The impacts of handling stress on fish physiology are well understood (Sopinka et al., 2016). Although most studies focus on glucocorticoid and blood chemistry responses following capture (Milla et al., 2010; Wiseman et al., 2007; Wood et al., 1983; Milligan, 1996; Barton, 2002; Ruane et al., 2001; see also Romero & Reed, 2005 for influence on handling time of non-fish species), gene expression responses to handling stress indicate that the magnitude, intensity, and duration of changes vary across genes, species, and tissue types (Krasnov et al., 2005; Lopez et al., 2014). While there is evidence that blood cortisol and glucose levels are affected by capture method (e.g., electrofishing), to our knowledge (Barton & Dwyer, 1997; Barton & Grosh, 1996; Bracewell et al., 2004), it is unclear whether gene expression is affected by capture method or handling time prior to sample collection.
Here, we test whether sampling method (electrofishing vs dip netting), processing time, and RNA-Seq libraries (3’ RNA-Seq – here called QuantSeq - vs. whole mRNA-Seq – here called NEB) influence gene expression data in multiple tissue types from westslope cutthroat trout (Oncorhynchus clarkii lewisi ), a species of conservation concern native to western North America (Behnke, 2002; Allendorf and Leary, 1988; Shepard et al., 2003).
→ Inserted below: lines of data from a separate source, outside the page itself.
PR #71237, opened 2026-08-06
Add terminationGracePeriodSeconds support for PgBouncer in Helm chart

antruigon:
The chart ships a default PgBouncer preStop hook that drains client connections for up to 120 seconds (`killall -INT pgbouncer && sleep 120`), but the Deployment never sets `terminationGracePeriodSeconds`, so the Kubernetes default of 30s SIGKILLs the pod mid-drain on a node drain or eviction and cuts in-flight client connections.

Every other long-running component in the chart (scheduler, workers, triggerer, dag-processor, statsd, redis, otel collector) already exposes this value; PgBouncer was the only one missing it, despite holding the database connections of all the others.

This adds `pgbouncer.terminationGracePeriodSeconds`, defaulting to 120 to match the preStop drain window. PgBouncer exits as soon as the last client connection is released, so the value is an upper bound rather than a fixed wait. Deployments that prefer the previous behaviour can set it back to 30.

Covered by a parametrized test in `test_pgbouncer.py` (default and override).

---

- [X] Yes — Claude Code (Claude Fable 5)

Generated-by: Claude Code (Claude Fable 5) following [the guidelines](https://github.com/apache/airflow/blob/main/contributing-docs/05_pull_requests.rst#gen-ai-assisted-contributions)

### DIFF
--- a/chart/newsfragments/71237.significant.rst
+++ b/chart/newsfragments/71237.significant.rst
@@ -1,0 +1,5 @@
+PgBouncer Deployment now sets ``terminationGracePeriodSeconds`` (default ``120``)
+
+The PgBouncer Deployment previously relied on the Kubernetes default termination grace period of 30 seconds, which SIGKILLed the pod mid-drain: the chart's default preStop hook (``killall -INT pgbouncer && sleep 120``) needs up to 120 seconds to drain client connections, so on a node drain or eviction in-flight connections were cut after 30 seconds instead of being released.
+
+The new ``pgbouncer.terminationGracePeriodSeconds`` value defaults to ``120`` to match the preStop drain window. PgBouncer exits as soon as the last client connection is released, so the full 120 seconds is an upper bound, not a fixed wait. Set the value to ``30`` to restore the previous behaviour.
--- a/chart/values.schema.json
+++ b/chart/values.schema.json
@@ -7873,6 +7873,13 @@
                         }
                     ]
                 },
+                "terminationGracePeriodSeconds": {
+                    "description": "Grace period for PgBouncer to finish after SIGTERM is sent from Kubernetes.",
+                    "type": "integer",
+                    "default": 120,
+                    "minimum": 0,
+                    "x-docsSection": "Kubernetes"
+                },
                 "securityContexts": {
                     "description": "Security context definition for the PgBouncer.",
                     "type": "object",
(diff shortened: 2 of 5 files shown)


chart/newsfragments/71237.significant.rst
```diff
@@ -0,0 +1,5 @@
+PgBouncer Deployment now sets ``terminationGracePeriodSeconds`` (default ``120``)
```
Miretpl: I think that this change does not need the newsfragment. Could you delete it?

chart/values.schema.json
```diff
@@ -7801,6 +7801,12 @@
                         }
                     ]
                 },
+                "terminationGracePeriodSeconds": {
+                    "description": "Grace period for PgBouncer to finish after SIGTERM is sent from Kubernetes. The default matches the default preStop hook, which needs up to 120 seconds to drain client connections.",
```
```suggestion
                    "description": "Grace period for PgBouncer to finish after SIGTERM is sent from Kubernetes.",
```
It is more justification for why we have default on 120 and it is rather not needed on the parameter documentation level.

chart/values.schema.json
```diff
@@ -7801,6 +7801,12 @@
...
+                    "type": "integer",
+                    "default": 120,
```
Miretpl, line 7879:
```suggestion
                    "default": 120,
                    "minimum": 0
```
for better validation.

Miretpl (changes requested):

Miretpl:
Could you please match the PR description with the project template and follow https://github.com/apache/airflow/blob/main/contributing-docs/05_pull_requests.rst#gen-ai-assisted-contributions?

chart/newsfragments/71237.significant.rst
antruigon: Removed, thanks

chart/values.schema.json
antruigon: Applied. The rationale for the 120 default now lives as a comment in `values.yaml`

Electrofishing, which consists of a backpack mounted electrofishing unit that applies an electrical current in the water to momentarily stun the fish, is one of the most common fisheries sampling methods. This method may cause the fish to express genes in response to the electric current, and may affect individual fish and tissue types differently, increasing variation among biological replicates. An alternative to electrofishing is dip netting. While nets may potentially result in a lower effect on gene expression and lower risk of inadvertently killing both target and non-target organisms, it is more laborious and time consuming and less effective in the field where circumstances may not allow for long sampling periods or aquatic systems may have obstacles that prevent effective capture with nets (e.g., fallen tree limbs and rocks). Capturing fish by dip netting may still influence gene expression through stress, as the fish tries to escape capture.
The results of this study will provide a foundation for improving future RNA-based study designs for field sampling of wild caught non-model fish and other species.